(Items from a data source)
PR #1165, opened 2016-12-25
switch from babel-preset-es2015-node4 to babel-preset-env

mastilver:

### DIFF
--- a/docs/recipes/babelrc.md
+++ b/docs/recipes/babelrc.md
@@ -14,7 +14,7 @@ There are multiple options for configuring how AVA transpiles your tests using B
 
 ## AVA's default transpiler behavior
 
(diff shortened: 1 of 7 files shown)


sindresorhus:
`babel-preset-env` is a good idea, but I'm not sure it's mature enough yet. Also the main reason we recently switched to `eslint-plugin-es2015-node4` (https://github.com/avajs/ava/commit/5158ac8bb0d0a79acde12c1bf6dfc1bbf32fd71e) by default was to get rid of lots of heavy Babel plugins to reduce our install time. This plugin brings them back.

mastilver:
Cool, I understand
I'm closing it then ;)

sindresorhus:
I would recommend opening an issue on `babel-preset-env` about doing something about all the dependencies. Maybe do a lightweight version of it that only targets Node.js 4 and higher.

PR #1168, opened 2017-01-03
Signature of assertions true/false for flow/TS

sebald:
## Description

The signature for the two assertions `t.true()` and `t.false()` requires the first parameter to be a `boolean` ([Link to relevant lines](https://github.com/avajs/ava/blob/8816faf6bee675213c5bfe32f628a0a683708484/types/base.d.ts#L43-L50)). This makes it cumbersome to tests if a `function` returns `true` or another non-`boolean` value.

Using `t.truthy()` or `t.falsy()` instead doesn't entirely solve this, if the function must return a `boolean` and not just something ... truthy/falsy. The below example illustrates the issue.

> This patch changes the signature of the two assertions `t.true()` and `t.false()` to `any`/`mixed` in order to allow a more convenient way to test for the exact outcome.

### Test Source

```ts
  const isNumber = x => typeof x === 'number' ? true: Error('Not a number');

  t.true(isNumber(6)); // Not working
  t.true(<boolean>isNumber(6)); // Working, even though output might not be a boolean.
```

```
  Argument of type 'true | Error' is not assignable to parameter of type 'boolean'.
  Type 'Error' is not assignable to type 'boolean'.
```

### DIFF
--- a/index.js.flow
+++ b/index.js.flow
@@ -48,9 +48,9 @@ type AssertContext = {
 	// DEPRECATED, use `falsy`. Assert that value is falsy.
 	notOk(value: mixed, message?: string): void;
 	// Assert that value is true.
-	true(value: boolean, message?: string): void;
+	true(value: mixed, message?: string): void;
 	// Assert that value is false.
-	false(value: boolean, message?: string): void;
+	false(value: mixed, message?: string): void;
 	// Assert that value is equal to expected.
 	is<U>(value: U, expected: U, message?: string): void;
 	// Assert that value is not equal to expected.
--- a/types/base.d.ts
+++ b/types/base.d.ts
@@ -43,11 +43,11 @@ export interface AssertContext {
 	/**
 	 * Assert that value is true.
 	 */
-	true(value: boolean, message?: string): void;
+	true(value: any, message?: string): void;
 	/**
 	 * Assert that value is false.
 	 */
-	false(value: boolean, message?: string): void;
+	false(value: any, message?: string): void;
 	/**
 	 * Assert that value is equal to expected.
 	 */


sindresorhus:
Makes sense to me.

@leebyron Any opinion?

novemberborn:
I can't say I understand the reasoning for this. `t.true` and `t.false` are assertions for what is essentially a type check. If you use a typed language then this is verified at compile time, which pretty much makes the assertions unnecessary (other than to make sure the code doesn't crash).

In your example you *return* an `Error` if the argument is invalid. That seems odd, why not throw instead?

leebyron:
This makes sense to me. The strong type check assumes I'm testing values of type boolean, but that's not a safe assumption. What the type signature should assume is that t.true() will be provided either "true" or "anything that isn't true", that's not the same as false. The combination of the two values then isn't "boolean" but instead "mixed" (the supertype of all types). 

I don't think it's AVA's place to make judgements on the APIs its testing in this way. Maybe this example is odd, but it exists and would like to be tested. A more common example I see a lot is nullable-boolean where a value is typically true | false but also possibly null | undefined. That would fail the type check as well but seems like a reasonable thing to test.

sebald:
> I can't say I understand the reasoning for this. `t.true` and `t.false` are assertions for what is essentially a type check.

Maybe the given example is a little bit too much contrived, but I am *not* testing the type. Rather I am testing if the functions returns the correct outcome. I could also use `t.is(isNumber(6), true)` instead, but using `t.true` is easier to read and shorter to write.

Basically, the current type definitions limit the way you can test, if the thing under tests has (or returns) a union type. The suggested PR gives the power back to the user 😄 

Furthermore: Writing `t.true(<boolean>isNumber(6));` is more error-prone, because some people might think that the returned value is cast to a boolean (which is actually not happening on runtime, the cast is only there to satisfy TypeScript).

novemberborn:
Great, thanks @sebald!

PR #1170, opened 2017-01-06
Supertest ^2.0.0 supports Promises by default

goto-bus-stop:
Hi! :wave: The `endpoint-testing` recipe mentions using SuperTest-as-promised, but it's deprecated since SuperTest now supports Promises itself.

# [Your objective]
Retype the entries above exactly as they appear.

# [Exercise output]
PR #1165, opened 2016-12-25
switch from babel-preset-es2015-node4 to babel-preset-env

mastilver:

### DIFF
--- a/docs/recipes/babelrc.md
+++ b/docs/recipes/babelrc.md
@@ -14,7 +14,7 @@ There are multiple options for configuring how AVA transpiles your tests using B
 
 ## AVA's default transpiler behavior
 
(diff shortened: 1 of 7 files shown)


sindresorhus:
`babel-preset-env` is a good idea, but I'm not sure it's mature enough yet. Also the main reason we recently switched to `eslint-plugin-es2015-node4` (https://github.com/avajs/ava/commit/5158ac8bb0d0a79acde12c1bf6dfc1bbf32fd71e) by default was to get rid of lots of heavy Babel plugins to reduce our install time. This plugin brings them back.

mastilver:
Cool, I understand
I'm closing it then ;)

sindresorhus:
I would recommend opening an issue on `babel-preset-env` about doing something about all the dependencies. Maybe do a lightweight version of it that only targets Node.js 4 and higher.

PR #1168, opened 2017-01-03
Signature of assertions true/false for flow/TS

sebald:
## Description

The signature for the two assertions `t.true()` and `t.false()` requires the first parameter to be a `boolean` ([Link to relevant lines](https://github.com/avajs/ava/blob/8816faf6bee675213c5bfe32f628a0a683708484/types/base.d.ts#L43-L50)). This makes it cumbersome to tests if a `function` returns `true` or another non-`boolean` value.

Using `t.truthy()` or `t.falsy()` instead doesn't entirely solve this, if the function must return a `boolean` and not just something ... truthy/falsy. The below example illustrates the issue.

> This patch changes the signature of the two assertions `t.true()` and `t.false()` to `any`/`mixed` in order to allow a more convenient way to test for the exact outcome.

### Test Source

```ts
  const isNumber = x => typeof x === 'number' ? true: Error('Not a number');

  t.true(isNumber(6)); // Not working
  t.true(<boolean>isNumber(6)); // Working, even though output might not be a boolean.
```

```
  Argument of type 'true | Error' is not assignable to parameter of type 'boolean'.
  Type 'Error' is not assignable to type 'boolean'.
```

### DIFF
--- a/index.js.flow
+++ b/index.js.flow
@@ -48,9 +48,9 @@ type AssertContext = {
 	// DEPRECATED, use `falsy`. Assert that value is falsy.
 	notOk(value: mixed, message?: string): void;
 	// Assert that value is true.
-	true(value: boolean, message?: string): void;
+	true(value: mixed, message?: string): void;
 	// Assert that value is false.
-	false(value: boolean, message?: string): void;
+	false(value: mixed, message?: string): void;
 	// Assert that value is equal to expected.
 	is<U>(value: U, expected: U, message?: string): void;
 	// Assert that value is not equal to expected.
--- a/types/base.d.ts
+++ b/types/base.d.ts
@@ -43,11 +43,11 @@ export interface AssertContext {
 	/**
 	 * Assert that value is true.
 	 */
-	true(value: boolean, message?: string): void;
+	true(value: any, message?: string): void;
 	/**
 	 * Assert that value is false.
 	 */
-	false(value: boolean, message?: string): void;
+	false(value: any, message?: string): void;
 	/**
 	 * Assert that value is equal to expected.
 	 */


sindresorhus:
Makes sense to me.

@leebyron Any opinion?

novemberborn:
I can't say I understand the reasoning for this. `t.true` and `t.false` are assertions for what is essentially a type check. If you use a typed language then this is verified at compile time, which pretty much makes the assertions unnecessary (other than to make sure the code doesn't crash).

In your example you *return* an `Error` if the argument is invalid. That seems odd, why not throw instead?

leebyron:
This makes sense to me. The strong type check assumes I'm testing values of type boolean, but that's not a safe assumption. What the type signature should assume is that t.true() will be provided either "true" or "anything that isn't true", that's not the same as false. The combination of the two values then isn't "boolean" but instead "mixed" (the supertype of all types). 

I don't think it's AVA's place to make judgements on the APIs its testing in this way. Maybe this example is odd, but it exists and would like to be tested. A more common example I see a lot is nullable-boolean where a value is typically true | false but also possibly null | undefined. That would fail the type check as well but seems like a reasonable thing to test.

sebald:
> I can't say I understand the reasoning for this. `t.true` and `t.false` are assertions for what is essentially a type check.

Maybe the given example is a little bit too much contrived, but I am *not* testing the type. Rather I am testing if the functions returns the correct outcome. I could also use `t.is(isNumber(6), true)` instead, but using `t.true` is easier to read and shorter to write.

Basically, the current type definitions limit the way you can test, if the thing under tests has (or returns) a union type. The suggested PR gives the power back to the user 😄 

Furthermore: Writing `t.true(<boolean>isNumber(6));` is more error-prone, because some people might think that the returned value is cast to a boolean (which is actually not happening on runtime, the cast is only there to satisfy TypeScript).

novemberborn:
Great, thanks @sebald!

PR #1170, opened 2017-01-06
Supertest ^2.0.0 supports Promises by default

goto-bus-stop:
Hi! :wave: The `endpoint-testing` recipe mentions using SuperTest-as-promised, but it's deprecated since SuperTest now supports Promises itself.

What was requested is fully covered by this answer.